İdeale ve yüksek eğilimlere İ, alçak eğüimlere de P dersek, iradeli edimin formülünü şöyle yazabiliriz: İ + Ç > E (fiyat kuramı). Ama her şeyin temeli olan bu E nereden geliyor? James, “Enerji ya da çaba, ante rem belirlenmemiş olan, ek bir güçtür. Onu, istediğimiz gibi artırabilir ya da azaltabiliriz,” diyor. O zaman, E isteğe göre nasıl artırılabilir, sorusu ortaya çıkar. James, Descartes’ın çözümünü benimser: Buna göre, dikkatimi P’ye değü de İ’ye çevirerek E’nin gücünü artırırım. James şu sonuca varır: “Demek ki, dikkat için gösterilen çaba, iradenin temel edimidir.” Ama bu öğretinin birçok karanlık yanı vardır. Çünkü modern ruh bilim, hiçbir şeyle güdülenmemiş bir dikkati kabul etmez. Dikkat, doğal çevreye ve toplumsal görevlere uyarlanmamızı sağlayan bir ruhsal işlevdir. Gerçekten de, sık sık gösterildiği gibi “irade özgürlüğü”, doğrulanabilir hiçbir ruh bilim deneyimine denk düşmemektedir. Bu kavramın kaynağını, her kabahatin cezalandırdabilir olmasını isteyen ve cezanın da haklı olabilmesi için kabahati işleyenin başka biçimde davranabileceği düşüncesinin kabul edilmesi zorunluğuna dayanan ahlaksal inanışta aramak gerekir. Böyle bir inanışın ne gibi değer taşıdığını tartışmak irade ruh bilimine düşmez, ama bu bilim, hiçbir şeyle güdülenmemiş bir edimin varlığını kabul edemez. Gerçek bir irade özgürlüğü felsefesi, nedensiz edim ya da“kayıtsızlık özgürlüğü”kuramından bambaşka bir şey üstünde temellendirilebilir.
İrade İki Yanlı Nedendir?
Gerçek irade, bile isteye yapılan bir eylemdir ve bunun en iyi örneğini de, insanoğlunun doğa üstündeki teknik egemenliğinde görürüz. Maurice Pradines şöyle der: “İradeli olarak davranmak, elde bulunan ve düzenlenmiş olan araçların uygulanmasıyla ve bu araçların, göz önünde tutulan amacın araçları olduğunun açıkça görülmesiyle belirlenen bir amacı gerçekleştirmektir.” İnsanoğlu, iradeyle, kendi türünde köklü bir değişiklik yapmıştır. Yani insanoğlu, irade sayesinde, doğal güçlerin “etkilediği” bir şey olmaktan kurtulur ve kendi davranışını kendisi belirleyip gerçekleştirir. Bundan ötürü irade, iki yanlı bir nedensellik taşır.

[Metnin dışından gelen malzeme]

PR #1224, opened 2018-03-16
Fix for crash when onchaind hits a deleted payment.

rustyrussell:
I also note that we *never* delete HTLCs, though we can (and should!) once they're in the final revoked state.

### DIFF
--- a/lightningd/pay.c
+++ b/lightningd/pay.c
@@ -431,6 +431,17 @@ void payment_failed(struct lightningd *ld, const struct htlc_out *hout,
 					 &hout->payment_hash);
 
 #ifdef COMPAT_V052
+	/* Prior to "pay: delete HTLC when we delete payment." we would
+	 * delete a payment on retry, but leave the HTLC. */
+	if (!payment) {
+		log_unusual(hout->key.channel->log,
+			    "No payment for %s:"
+			    " was this an old database?",
+			    type_to_string(tmpctx, struct sha256,
+					   &hout->payment_hash));
+		return;
+	}
+
 	/* FIXME: Prior to 299b280f7, we didn't put route_nodes and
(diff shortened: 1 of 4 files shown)


lightningd/pay.c
```diff
@@ -411,6 +411,17 @@ void payment_failed(struct lightningd *ld, const struct htlc_out *hout,
 					 &hout->payment_hash);
 
 #ifdef COMPAT_V052
+	/* Prior to "pay: delete HTLC when we delete payment." we would
+	 * delete a payment on retry, but leave the HTLC. */
+	if (!payment) {
+		log_unusual(hout->key.channel->log,
+			    "No payment for %s:"
+			    " was this an old database?",
+			    type_to_string(ltmp, struct sha256,
```
ZmnSCPxj: `s/ltmp/tmpctx/`, ha, obviously I did not read things closely enough.

rustyrussell: Yep, rebase without compile check was a bad idea!  Done now....

ZmnSCPxj:
ACK 006b586372360f3c551ec679cc44b3499838692d

wallet/wallet.c
```diff
@@ -1468,6 +1468,24 @@ struct htlc_stub *wallet_htlc_stubs(const tal_t *ctx, struct wallet *wallet,
...
+void wallet_local_htlc_out_delete(struct wallet *wallet,
+				  struct channel *chan,
+				  const struct sha256 *payment_hash)
+{
+	sqlite3_stmt *stmt;
+
+	stmt = db_prepare(wallet->db,
+			  "DELETE FROM channel_htlcs"
+			  " WHERE direction = ?"
+			  " AND origin_htlc_id = ?"
```
ZmnSCPxj: Should just be `origin_htlc`, not `origin_htlc_id`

Yani hem eyleme nedenini, hem de eyleminin araçlarının akılsallığını kapsar. Ama eyleme nedenlerinin akılsallığının gerçek bir akılsallık olması ve bilinçdışı etkilerin “akılsallaştırılması” (psikanalizdeki anlamıyla) olmaması gerekir. Bu gerçek akılsallık, bilinç dışının çeşitli hilelerinin amansız bir biçimde çözümlemeden geçirilmesine dayanır. İnsan davranışının gizli belirlenimlerinin ortaya çıkarılıp bilinmesinin, bu belirlenimleri, insan doğasınm ve kültürünün yararına kullanma olanağı doğurduğunu, burada açıkça görüyoruz.